%%

PR #7337, opened 2021-01-22
feat(shared): add paypal BA model commands

### LINKED ISSUE #7032: Create database model for new PayPal table
Similar to the [Accounts-Customer model|https://github.com/mozilla/fxa/blob/main/packages/fxa-shared/db/models/auth/account-customers.ts
], we need to create a database model for the new PayPal table.

This would live in fxa-shared. This model is intended to read/write to the new PayPal table; it should have a set of CRUD operations.

Some queries for the new PayPal table that this model should support:

* Ask for all PayPal Billing Agreements for a user.
* Change/update the status of a Billing Agreement for a user (comes from PayPal Webhooks)

┆Issue is synchronized with this [Jira Task](https://jira.mozilla.com/browse/FXA-2761)
┆Issue Number: FXA-2761

bbangert:
Because:

* We want to track billing agreement IDs used by customers using PayPal
  over time, and Stripe metadata is only used to track the currently
  active billing agreement ID to use.

This commit:

* Adds model commands and a model to use the existing paypalCustomers
  table that handle basic CRUD operations.

Closes #7032

## Checklist

### DIFF
--- a/packages/fxa-shared/db/models/auth/index.ts
+++ b/packages/fxa-shared/db/models/auth/index.ts
@@ -6,10 +6,18 @@ import { Account } from './account';
 import { AccountCustomers } from './account-customers';
 import { AuthBaseModel } from './auth-base';
 import { SessionToken } from './session-token';
+import { PayPalBillingAgreements } from './paypal-ba';
 
 export type AccountOptions = {
   include?: 'emails'[];
 };
+
+export type PayPalBillingAgreementStatusType =
+  | 'Pending'
+  | 'Active'
+  | 'Suspended'
+  | 'Cancelled'
+  | 'Expired';
 
 export async function sessionTokenData(
   tokenId: string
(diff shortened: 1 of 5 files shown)


packages/fxa-shared/db/models/auth/index.ts
```diff
@@ -128,6 +129,72 @@ export async function deleteAccountCustomer(uid: string) {
...
+ *
+ * @param uid
+ * @param billingAgreementId
+ * @param status
+ * @param endedAt
+ */
+export async function updatePayPalBA(
+  uid: string,
+  billingAgreementId: string,
+  status: string,
```
chenba, line 175: Would be nice to have a type for this so not to allow any string.

packages/fxa-shared/db/models/auth/paypal-ba.ts
```diff
@@ -0,0 +1,46 @@
...
+  public static idColumn = 'uid';
+
+  protected $uuidFields = ['uid'];
+
+  public uid!: string;
+  public billingAgreementId!: string;
+  public status!: string;
+
+  public createdAt!: number;
+  public endedAt!: number;
```
chenba, line 20: This can be null in the db.  If we make the type here `number | null`, would the ORM be smart enough to set it to null?  (This depends on how you feel about interpreting 0 as null...assuming the value here is 0 when it's null in the db record.)

chenba (approved):
💰

packages/fxa-shared/db/models/auth/paypal-ba.ts
bbangert: Ah, good poing!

%%

• **What the task asks**
Read the data above. Pull out each line in which the string "user" appears.

• **Answer to the exercise**
* Ask for all PayPal Billing Agreements for a user.
* Change/update the status of a Billing Agreement for a user (comes from PayPal Webhooks)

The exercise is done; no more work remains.